Excerpt from New Short Story Collection: The End is the Beginning
"The Ribbit-powered Float
"
available from Final State Press in Fall 2008


On quiet summer afternoons, before my father left for work at the kitchen where he was a cook, the house filled with the odor of incense and the buzzing of a stray housefly. Dad spent long afternoons puttering in his greenhouse, filled with orchids, rare ferns, a tank with terrapin turtles, and the sound of hundreds of tiny frogs. The moist air and pools of water attracted the frogs from the forest. After he finished work in his greenhouse, my father stretched out on the mossy stone behind our house to stare at the sky.
     My father talked about his flying dream.
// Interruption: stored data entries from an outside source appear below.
PR #21, opened 2016-03-25
Explicit downcast of type size

codebot:
Avoid Windows compiler warning by making the 64->32 bit downcast explicit.

### DIFF
--- a/rmw_fastrtps_cpp/src/MessageTypeSupport.cpp
+++ b/rmw_fastrtps_cpp/src/MessageTypeSupport.cpp
@@ -21,7 +21,7 @@ MessageTypeSupport::MessageTypeSupport(const rosidl_typesupport_introspection_cp
     setName(strdup(name.c_str()));
 
     if(members->member_count_ != 0)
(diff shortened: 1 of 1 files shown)


rmw_fastrtps_cpp/src/MessageTypeSupport.cpp
```diff
@@ -21,7 +21,7 @@ MessageTypeSupport::MessageTypeSupport(const rosidl_typesupport_introspection_cp
     setName(strdup(name.c_str()));
 
     if(members->member_count_ != 0)
-        m_typeSize = calculateMaxSerializedSize(members, 0);
+        m_typeSize = (uint32_t)calculateMaxSerializedSize(members, 0);
```
dirk-thomas: Use C++ cast here instead of C cast.

jacquelinekay:
`static_cast<uint32_t>(...)` is C++-style

jacquelinekay:
Nice, +1 with a squash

He didn’t want to fly in an airplane, but he wanted his body to sail in the air just above the top of the trees. “This is the big dream, isn’t it?” he said, “to just float.” One day he decided to build a body suit from the plastic gallon water bags we used to haul water from the river. He would fill them with a lighter-than-air gas, and then he would be able to fly. “I’ll just soar into the sky,” he said.
     He began to research gas. He found he could create hydrogen by passing a current through water and separating the single oxygen atom from the two hydrogen atoms. Although helium would seem to be the safe choice, my father didn’t know how to make helium. After constructing an elaborate mechanism he managed to fill a jug with hydrogen. But, he was unhappy with the result. The hydrogen could barely lift the balloon. He was afraid, too, of repeating the Hindenburg, which had been a hydrogen blimp. He imagined himself falling out of the sky on fire.
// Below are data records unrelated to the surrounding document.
PR #22, opened 2016-03-25
Fix memory leak on Windows

codebot:
Unfortunately Windows throws a compiler warning when it sees strdup(); it wants to see _strdup() instead.

### DIFF
--- a/rmw_fastrtps_cpp/src/MessageTypeSupport.cpp
+++ b/rmw_fastrtps_cpp/src/MessageTypeSupport.cpp
@@ -18,7 +18,7 @@ MessageTypeSupport::MessageTypeSupport(const rosidl_typesupport_introspection_cp
         typeTooLarge_ = true;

     He learned, though, that bilious cows emit a steady supply of the methane, another lighter-than-air-gas. He began to talk about hooking up a pipe to the cows in the field next-door and filling sacks full of methane. The farmer wouldn’t let him. Lying on his rock dreaming the next afternoon, my father thought about the frogs that filled his greenhouse. He would use them to fill his bags. Like cows, frogs emit gas. They discharge methane in frog burps. Only frog methane wouldn’t smell. “I will create,” Dad told me, “a ribbit powered float.”
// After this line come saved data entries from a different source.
PR #24, opened 2016-04-05
export pthread dependency

dirk-thomas:
With only FastRTPS several examples fail to link since it seems to use `pthread` but doesn't export it (at least on Xenial, maybe also with other RMW impl. but currently I only have FastRTPS).

* http://ci.ros2.org/job/ci_linux/1159/
* http://ci.ros2.org/job/ci_osx/937/
* http://ci.ros2.org/job/ci_windows/1215/

### DIFF
--- a/rmw_fastrtps_cpp/CMakeLists.txt
+++ b/rmw_fastrtps_cpp/CMakeLists.txt
@@ -37,6 +37,9 @@ ament_target_dependencies(rmw_fastrtps_cpp
 configure_rmw_library(rmw_fastrtps_cpp)
 
 ament_export_libraries(rmw_fastrtps_cpp fastcdr fastrtps)
+if(NOT WIN32)
+  ament_export_libraries(pthread)
+endif()
 
 register_rmw_implementation("rosidl_typesupport_introspection_cpp")
 


wjwwood:
I doubt this will work on Windows and maybe not ever on OS X or Linux with clang.

wjwwood:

     He captured the frogs and hooked straws and tiny bags to their bodies. For a week the frogs hopped around and then one morning, the frogs all floated to the ceiling attached to tiny lighter than air bags. My father removed the bags, tied them off and stuffed the bags into his suit. Within a month, his suit was floating on the ceiling.
     In the morning, he drank his coffee. He walked out into the already warm air. The sky was a blue dome over us. He patted me on my head, and then put on his suit. He didn’t ask me to fly with him, and even if he had, I didn’t want to intrude. He strapped it on, and then my father was floating like a balloon. “I’m almost flying,” he said. “Untie me.”
     I untied the length of rope. He floated above the trees. He was laughing and crying. “This is flight!” He soared into the blue sky.